Scrotal ulcer with discharge

Scrotal ulcer with discharge

When the male testicular skin is broken, water flow will occur, and the clinical symptoms of swelling and pain will continue. This requires immediate hospitalization for a detailed examination to determine whether it is caused by testicular damage. If diagnosed with testicular damage, it is imperative to undergo testicular repair surgery immediately, otherwise it will affect the normal daily life of male friends in the future, and even affect pregnancy.

Male testicular skin rupture and water discharge

Scrotal injuries are divided into two categories: open and traumatic. Open injuries can be caused by firearms, knife stabs, punctures, lacerations or avulsions. Firearm injuries can cause scrotal skin shattering and loss, and are often accompanied by damage to scrotal contents such as the testicles and spermatozoa, which are more serious. Closed injuries often occur in sports competitions, riding injuries and kicks. They can be mild and simple injuries, but can also cause abscesses and testicular rupture. Abscesses can occur in the soft tissue of the scrotal wall, or in the tunica vaginalis of the testicles, causing hemocele. Because male testicular cysts are encapsulated in the scrotum, they usually manifest as scrotal injuries and are not easily taken seriously.
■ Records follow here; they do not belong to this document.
Issue #1977, opened 2025-03-07
Feature Request: Fine-Grained Tool Access in Obot Configuration


StrongMonkey:
This Feature includes changes in both the Admin UI and the User UI

Admin UI:
- admins should be able to select all combinations of tools.
- Selecting a bundle tool no longer removes granular tools, and the inverse is also removed.
  - bundles and granular tools are no longer mutually exclusive
- Because there will be so many more tools associated with a category, we need to group admin tools in the agent form to hide the mess

User UI
- We need to add a tool catalog to the obot edit side panel (under the tools section)
- it should display in a dialog with a similar ux to the _old_ Admin tool catalog
- one difference is that selecting a bundle will deselect all granular tools (unless the bundle is not included as an option)

sejubar:
I am picking this up

sejubar:
**Environment**:

https://main.acornlabs.com/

Male testicular skin rupture and water discharge

Abscesses, pain, etc. often make it difficult to distinguish whether there is scrotal content, especially testicular injury, during physical examination, which can easily delay diagnosis and treatment. If the capillaries of the testicular tunica albuginea rupture or a large abscess in the scrotum can cause local high pressure, resulting in future testicular atrophy; bilateral testicular injury is more likely to ignore the treatment of the side with milder symptoms; if the treatment of one-sided testicular injury is incorrect, testicular rupture leads to secondary infection of abscesses and exposure of sperm antigens, which is easy to be attacked by the autoimmune system, resulting in shrinkage of the healthy testicle, which in turn seriously affects male sexual function and even infertility. Therefore, both scrotal trauma and open injuries should be aware of the existence of testicular damage and be actively addressed.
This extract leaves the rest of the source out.